____ Input data

PR #1234, opened 2025-01-17
Simplify the formula for the CDF of the Cauchy distribution.

WarrenWeckesser:
The Cauchy CDF function may be expressed as atan2(1, -x)/pi.

### DIFF
--- a/include/boost/math/distributions/cauchy.hpp
+++ b/include/boost/math/distributions/cauchy.hpp
@@ -45,23 +45,11 @@ BOOST_MATH_GPU_ENABLED RealType cdf_imp(const cauchy_distribution<RealType, Poli
    //
    // This calculates the cdf of the Cauchy distribution and/or its complement.
    //
-   // The usual formula for the Cauchy cdf is:
+   // This implementation uses the formula
    //
-   // cdf = 0.5 + atan(x)/pi
+   //     cdf = atan2(1, -x)/pi
    //
-   // But that suffers from cancellation error as x -> -INF.
-   //
-   // Recall that for x < 0:
-   //
-   // atan(x) = -pi/2 - atan(1/x)
-   //
-   // Substituting into the above we get:
-   //
-   // CDF = -atan(1/x)/pi  ; x < 0
-   //
-   // So the procedure is to calculate the cdf for -fabs(x)
-   // using the above formula, and then subtract from 1 when required
-   // to get the result.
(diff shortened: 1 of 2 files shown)


mborland (approved):
This looks good to me. Thanks!. The only CI failure is an S390x runner failing to clone (which the CI manager is aware this has been occurring more frequently).

WarrenWeckesser:
I should have also updated [`cauchy.qbk`](https://github.com/boostorg/math/blob/develop/doc/distributions/cauchy.qbk).  I'll create a new PR to update the CDF "Implementation Notes" section.

Is there a guide or recipe somewhere for how to run quickbook to build the docs?

mborland:
> I should have also updated [`cauchy.qbk`](https://github.com/boostorg/math/blob/develop/doc/distributions/cauchy.qbk). I'll create a new PR to update the CDF "Implementation Notes" section.
> 
> Is there a guide or recipe somewhere for how to run quickbook to build the docs?

There's a synopsis here: https://github.com/boostorg/math?tab=readme-ov-file#building-documentation. In practice you need some pretty old libraries and binaries to make it work so the CI will tell you if something is formatted incorrectly.

jzmaddock:
>There's a synopsis here: https://github.com/boostorg/math?tab=readme-ov-file#building-documentation. In practice you need some pretty old libraries and binaries to make it work so the CI will tell you if something is formatted incorrectly.

The markup is reasonably human readable - so what @mborland says, just commit, and we can always fix it up.

BTW you shouldn't actually need old binaries though - the only thing that is version-fixed is the document DTD - though I confess I haven't updated anything in a good while ;)

WarrenWeckesser:
> There's a synopsis here: ...

Argh, right there in the README file!  Not sure how I missed that.

On my Linux machine, I had to install xsltproc (I guess I had all the other dependencies already installed), and I changed `darwin` to `gcc` in `user-config.jam`.

The HTML built successfully, and the change that I made looks OK.  For a change like this, do I also commit all the updated HTML files as part of the PR, or should I only submit the changed to `cauchy.qbk`?

jzmaddock:
Just the .qbk file for the minute, we'll regenerate the docs prior to release (and the CI builds it too).  Thanks!

WarrenWeckesser:
If the only change is in `cauchy.qbk`, should I used `[skip ci]` in the commit message?

jzmaddock:
No might as well let CI build as it checks the docs for validity.

PR #1235, opened 2025-01-21
Update library version on Master

mborland:
CC: @pdimov


jzmaddock:
Is there any way to avoid the need to update this with each release?

mborland:
> Is there any way to avoid the need to update this with each release?

Not to my knowledge. Scipy needed it for their new integration, and it didn't seem like a huge cost item especially when I forget and Peter tells me to fix it.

________

-- Work required --
Return only the lines between the one holding "as x -> -INF." and the one holding "The markup is", inclusive, exactly as they appear above.

-- Solved exercise --
-   // But that suffers from cancellation error as x -> -INF.
-   //
-   // Recall that for x < 0:
-   //
-   // atan(x) = -pi/2 - atan(1/x)
-   //
-   // Substituting into the above we get:
-   //
-   // CDF = -atan(1/x)/pi  ; x < 0
-   //
-   // So the procedure is to calculate the cdf for -fabs(x)
-   // using the above formula, and then subtract from 1 when required
-   // to get the result.
(diff shortened: 1 of 2 files shown)


mborland (approved):
This looks good to me. Thanks!. The only CI failure is an S390x runner failing to clone (which the CI manager is aware this has been occurring more frequently).

WarrenWeckesser:
I should have also updated [`cauchy.qbk`](https://github.com/boostorg/math/blob/develop/doc/distributions/cauchy.qbk).  I'll create a new PR to update the CDF "Implementation Notes" section.

Is there a guide or recipe somewhere for how to run quickbook to build the docs?

mborland:
> I should have also updated [`cauchy.qbk`](https://github.com/boostorg/math/blob/develop/doc/distributions/cauchy.qbk). I'll create a new PR to update the CDF "Implementation Notes" section.
> 
> Is there a guide or recipe somewhere for how to run quickbook to build the docs?

There's a synopsis here: https://github.com/boostorg/math?tab=readme-ov-file#building-documentation. In practice you need some pretty old libraries and binaries to make it work so the CI will tell you if something is formatted incorrectly.

jzmaddock:
>There's a synopsis here: https://github.com/boostorg/math?tab=readme-ov-file#building-documentation. In practice you need some pretty old libraries and binaries to make it work so the CI will tell you if something is formatted incorrectly.

The markup is reasonably human readable - so what @mborland says, just commit, and we can always fix it up.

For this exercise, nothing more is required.